Improved Algorithms for Stochastic Pore Network Generation for Porous Materials

Abstract

Pore network modeling is widely applied to investigate transport phenomena in porous media, as this approach allows for efficient and accurate pore-scale simulation. However, the direct extraction of the pore network (PN) from three-dimensional pore structure images can often not be achieved, due to the conflict between the wide pore size range of many porous materials and the limited image size inherent to many imaging techniques. This obstacle is typically overcome by stochastic PN generation, and this paper proposes and assesses improved stochastic algorithms to generate such statistically similar PNs.

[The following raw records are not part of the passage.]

PR #12593, opened 2026-04-01
Improve Config import

dstepanov:


inject/src/main/java/io/micronaut/context/DefaultApplicationContext.java
```diff
@@ -746,7 +746,7 @@ private static final class BootstrapPropertySourcesLocator implements PropertySo
 
         private final ApplicationContextConfiguration bootstrapConfiguration;
         private final ApplicationContext parentContext;
-        private @Nullable ApplicationContext bootstrapContext;
+        private final List<ApplicationContext> bootstrapContexts = new ArrayList<>();
```
graemerocher, line 749: why was it necessary to have multiple bootstrap contexts now when we are trying to get rid of the one we have?

dstepanov: because now we store property source loaders in DefaultEnv, and before we were always access them from the configuration which will always create a new bootstrap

Four algorithms for geometry generation as well as two algorithms for topology generation are investigated, both qualitatively and quantitatively, for four porous materials with different degrees of complexity. Particularly, with each algorithm, the materials’ unsaturated moisture storage and transport properties are simulated and compared. The results demonstrate that, as the pore structure’s complexity increases, the basic stochastic algorithms available in the literature do not suffice for an accurate and dependable PN generation. The improved geometry and topology generation algorithms put forward in this paper, on the other hand, highly enhance the reliability of the generated PNs, by reducing the deviations for specific moisture contents and permeabilities by 67–98% on average. The improved stochastic algorithms also set the stage for generating PNs of porous materials with (very) wide pore size ranges, and future research can build on these algorithms to generate full-scale PNs using multiple 3D image sets with different resolutions.